Encoder-Decoder Contrast for Unsupervised Anomaly Detection in Medical Images

Unsupervised anomaly detection (UAD) aims to recognize anomalous images based on the training set that contains only normal images. In medical image analysis, UAD benefits from leveraging the easily obtained normal (healthy) images, avoiding the costly collecting and labeling of anomalous (unhealthy) images. Most advanced UAD methods rely on frozen encoder networks pre-trained using ImageNet for extracting feature representations. However, the features extracted from the frozen encoders that are borrowed from natural image domains coincide little with the features required in the target medical image domain. Moreover, optimizing encoders usually causes pattern collapse in UAD. In this paper, we propose a novel UAD method, namely Encoder-Decoder Contrast (EDC), which optimizes the entire network to reduce biases towards pre-trained image domain and orient the network in the target medical domain. We start from feature reconstruction approach that detects anomalies from reconstruction errors.
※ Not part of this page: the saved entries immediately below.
Issue #2616, opened 2019-09-27
PSR12.Files.FileHeader false positive when file only contains docblock


dereuromark:
```
FOUND 1 ERROR AFFECTING 1 LINE
---------------------------------------------------------------------------------------------------------------------
 5 | ERROR | [x] Header blocks must be followed by a single blank line
```
is unfixable.
It doesn't respect a file that only contains a docblock.

code is:
```php
<?php

/**
 * Here go your local configs
 */
```

morrisonlevi:
I think Datadog/dd-trace-php is hitting this same issue for a different reason in [branch levi/phpcs](https://github.com/DataDog/dd-trace-php/tree/3e81033a99b09188472b2128a7ffe6c6c7211710):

Essentially, a contrastive learning paradigm is introduced to tackle the problem of pattern collapsing while optimizing the encoder and the reconstruction decoder simultaneously. In addition, to prevent instability and further improve performances, we propose to bring globality into the contrastive objective function. Extensive experiments are conducted across four medical image modalities including optical coherence tomography, color fundus image, brain MRI, and skin lesion image, where our method outperforms all current state-of-the-art UAD methods.